Copy out again, unchanged, the listing below from the line that has "--- a/tests/unit/widgets/_shape_render_test.py" through the line that has "from labelme._widgets._shape_render import ShapeRenderContext".

DATASET CONTENT Block Start

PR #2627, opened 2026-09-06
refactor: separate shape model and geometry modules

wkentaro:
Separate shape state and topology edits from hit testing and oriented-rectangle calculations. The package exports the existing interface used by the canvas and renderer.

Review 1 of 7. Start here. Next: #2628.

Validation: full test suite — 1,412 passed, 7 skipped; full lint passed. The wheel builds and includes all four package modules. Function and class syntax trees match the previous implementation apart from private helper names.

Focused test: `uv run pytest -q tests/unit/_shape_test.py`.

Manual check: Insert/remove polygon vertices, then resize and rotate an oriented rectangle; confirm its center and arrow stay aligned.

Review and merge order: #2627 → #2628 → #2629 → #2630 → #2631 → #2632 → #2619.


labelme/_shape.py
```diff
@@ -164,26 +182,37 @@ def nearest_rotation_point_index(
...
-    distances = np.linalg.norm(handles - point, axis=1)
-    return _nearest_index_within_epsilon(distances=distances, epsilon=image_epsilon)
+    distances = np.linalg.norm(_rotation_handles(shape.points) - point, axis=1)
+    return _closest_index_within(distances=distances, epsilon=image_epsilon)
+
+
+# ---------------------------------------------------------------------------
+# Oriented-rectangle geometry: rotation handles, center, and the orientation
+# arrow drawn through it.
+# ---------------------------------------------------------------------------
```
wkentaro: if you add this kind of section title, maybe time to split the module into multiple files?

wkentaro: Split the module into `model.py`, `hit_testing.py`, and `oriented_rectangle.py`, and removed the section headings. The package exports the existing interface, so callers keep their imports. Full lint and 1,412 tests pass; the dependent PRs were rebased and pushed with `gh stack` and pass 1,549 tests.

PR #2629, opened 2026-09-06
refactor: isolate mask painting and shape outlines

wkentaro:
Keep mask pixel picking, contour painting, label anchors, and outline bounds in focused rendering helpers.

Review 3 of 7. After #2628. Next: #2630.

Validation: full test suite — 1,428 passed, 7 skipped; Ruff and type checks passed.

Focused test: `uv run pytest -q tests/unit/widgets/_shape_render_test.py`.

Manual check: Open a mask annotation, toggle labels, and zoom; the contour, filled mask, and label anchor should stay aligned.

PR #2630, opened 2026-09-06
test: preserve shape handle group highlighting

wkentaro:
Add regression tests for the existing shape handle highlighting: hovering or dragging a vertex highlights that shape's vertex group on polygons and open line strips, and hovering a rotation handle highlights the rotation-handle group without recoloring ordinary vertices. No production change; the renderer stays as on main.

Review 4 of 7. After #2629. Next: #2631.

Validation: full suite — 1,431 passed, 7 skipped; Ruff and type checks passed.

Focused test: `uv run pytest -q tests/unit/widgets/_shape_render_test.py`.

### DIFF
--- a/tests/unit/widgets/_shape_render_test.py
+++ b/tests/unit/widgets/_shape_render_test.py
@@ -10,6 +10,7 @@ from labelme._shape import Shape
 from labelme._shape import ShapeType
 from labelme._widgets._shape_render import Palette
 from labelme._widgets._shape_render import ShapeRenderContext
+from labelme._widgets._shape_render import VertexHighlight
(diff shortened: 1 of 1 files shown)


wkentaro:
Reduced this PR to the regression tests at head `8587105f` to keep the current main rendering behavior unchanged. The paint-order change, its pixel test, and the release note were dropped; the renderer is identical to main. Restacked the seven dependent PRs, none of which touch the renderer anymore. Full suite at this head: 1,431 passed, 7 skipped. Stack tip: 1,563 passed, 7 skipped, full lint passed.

DATASET CONTENT Block End
DATASET CONTENT Block Start

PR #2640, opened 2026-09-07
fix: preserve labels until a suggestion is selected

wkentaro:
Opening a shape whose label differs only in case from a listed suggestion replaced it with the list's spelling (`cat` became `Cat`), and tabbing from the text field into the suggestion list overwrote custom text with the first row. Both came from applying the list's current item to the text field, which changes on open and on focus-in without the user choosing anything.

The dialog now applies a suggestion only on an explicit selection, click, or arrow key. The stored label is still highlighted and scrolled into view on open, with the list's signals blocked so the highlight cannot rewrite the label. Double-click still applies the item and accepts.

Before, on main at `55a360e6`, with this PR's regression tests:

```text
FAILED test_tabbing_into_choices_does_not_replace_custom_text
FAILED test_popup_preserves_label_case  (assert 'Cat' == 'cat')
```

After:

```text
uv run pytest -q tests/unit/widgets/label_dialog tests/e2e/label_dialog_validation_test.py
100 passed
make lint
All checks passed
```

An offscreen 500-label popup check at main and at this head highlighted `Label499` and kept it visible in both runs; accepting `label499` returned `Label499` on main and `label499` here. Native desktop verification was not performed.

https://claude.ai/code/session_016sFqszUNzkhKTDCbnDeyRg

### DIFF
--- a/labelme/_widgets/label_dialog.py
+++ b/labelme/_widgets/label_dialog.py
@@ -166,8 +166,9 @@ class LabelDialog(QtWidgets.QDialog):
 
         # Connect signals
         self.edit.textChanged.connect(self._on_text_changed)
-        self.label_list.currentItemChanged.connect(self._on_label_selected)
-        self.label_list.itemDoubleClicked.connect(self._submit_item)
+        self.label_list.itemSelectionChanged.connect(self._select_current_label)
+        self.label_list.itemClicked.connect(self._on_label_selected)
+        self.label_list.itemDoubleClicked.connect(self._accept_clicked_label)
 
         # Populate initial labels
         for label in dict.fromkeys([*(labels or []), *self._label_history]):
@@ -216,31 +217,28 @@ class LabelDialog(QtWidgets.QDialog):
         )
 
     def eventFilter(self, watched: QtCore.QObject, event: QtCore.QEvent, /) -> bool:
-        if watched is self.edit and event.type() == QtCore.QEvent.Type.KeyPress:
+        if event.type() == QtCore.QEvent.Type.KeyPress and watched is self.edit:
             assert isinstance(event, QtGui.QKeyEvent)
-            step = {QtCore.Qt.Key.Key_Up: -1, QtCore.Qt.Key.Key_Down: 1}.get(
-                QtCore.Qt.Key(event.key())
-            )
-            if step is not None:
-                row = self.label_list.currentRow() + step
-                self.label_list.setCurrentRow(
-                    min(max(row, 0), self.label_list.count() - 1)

DATASET CONTENT Block End
DATASET CONTENT Block Start

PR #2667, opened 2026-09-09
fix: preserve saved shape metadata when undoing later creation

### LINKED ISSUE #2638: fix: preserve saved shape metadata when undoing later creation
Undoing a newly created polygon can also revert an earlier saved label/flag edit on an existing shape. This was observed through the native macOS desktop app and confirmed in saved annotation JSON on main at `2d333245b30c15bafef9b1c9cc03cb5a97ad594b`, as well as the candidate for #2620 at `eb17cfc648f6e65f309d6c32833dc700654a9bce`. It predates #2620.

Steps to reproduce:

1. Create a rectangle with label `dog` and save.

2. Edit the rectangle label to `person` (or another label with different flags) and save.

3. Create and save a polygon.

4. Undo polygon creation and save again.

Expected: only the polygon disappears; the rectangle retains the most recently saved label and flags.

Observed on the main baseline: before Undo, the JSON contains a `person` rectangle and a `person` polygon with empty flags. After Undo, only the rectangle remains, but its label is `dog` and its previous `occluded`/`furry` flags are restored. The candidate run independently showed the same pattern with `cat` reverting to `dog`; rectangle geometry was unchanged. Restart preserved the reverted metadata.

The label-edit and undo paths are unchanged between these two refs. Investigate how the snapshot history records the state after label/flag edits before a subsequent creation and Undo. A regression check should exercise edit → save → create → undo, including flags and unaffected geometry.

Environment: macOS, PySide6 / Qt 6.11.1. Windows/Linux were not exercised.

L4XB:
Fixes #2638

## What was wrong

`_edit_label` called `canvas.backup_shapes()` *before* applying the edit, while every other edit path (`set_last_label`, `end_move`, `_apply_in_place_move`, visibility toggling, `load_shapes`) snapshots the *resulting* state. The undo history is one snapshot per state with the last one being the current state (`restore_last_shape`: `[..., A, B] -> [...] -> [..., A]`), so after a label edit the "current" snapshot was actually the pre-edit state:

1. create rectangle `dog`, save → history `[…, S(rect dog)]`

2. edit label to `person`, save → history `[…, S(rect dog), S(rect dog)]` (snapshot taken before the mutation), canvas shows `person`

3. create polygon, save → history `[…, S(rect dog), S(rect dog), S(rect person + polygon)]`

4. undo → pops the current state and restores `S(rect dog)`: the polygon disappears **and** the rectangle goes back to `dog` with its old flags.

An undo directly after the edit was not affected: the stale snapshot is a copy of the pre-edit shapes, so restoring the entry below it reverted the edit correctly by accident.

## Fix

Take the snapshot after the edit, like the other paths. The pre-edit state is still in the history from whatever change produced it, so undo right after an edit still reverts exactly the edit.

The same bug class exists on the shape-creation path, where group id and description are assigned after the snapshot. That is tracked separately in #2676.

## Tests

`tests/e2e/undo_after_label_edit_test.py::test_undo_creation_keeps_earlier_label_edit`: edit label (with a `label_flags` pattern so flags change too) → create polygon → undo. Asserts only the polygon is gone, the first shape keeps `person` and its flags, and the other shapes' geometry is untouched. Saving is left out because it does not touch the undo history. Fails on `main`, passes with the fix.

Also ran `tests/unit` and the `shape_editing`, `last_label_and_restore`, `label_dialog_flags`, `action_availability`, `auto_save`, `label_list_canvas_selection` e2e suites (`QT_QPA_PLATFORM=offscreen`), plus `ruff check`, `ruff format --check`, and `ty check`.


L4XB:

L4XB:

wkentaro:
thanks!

DATASET CONTENT Block End

> ANSWER FOR THE TASK
--- a/tests/unit/widgets/_shape_render_test.py
+++ b/tests/unit/widgets/_shape_render_test.py
@@ -10,6 +10,7 @@ from labelme._shape import Shape
 from labelme._shape import ShapeType
 from labelme._widgets._shape_render import Palette
 from labelme._widgets._shape_render import ShapeRenderContext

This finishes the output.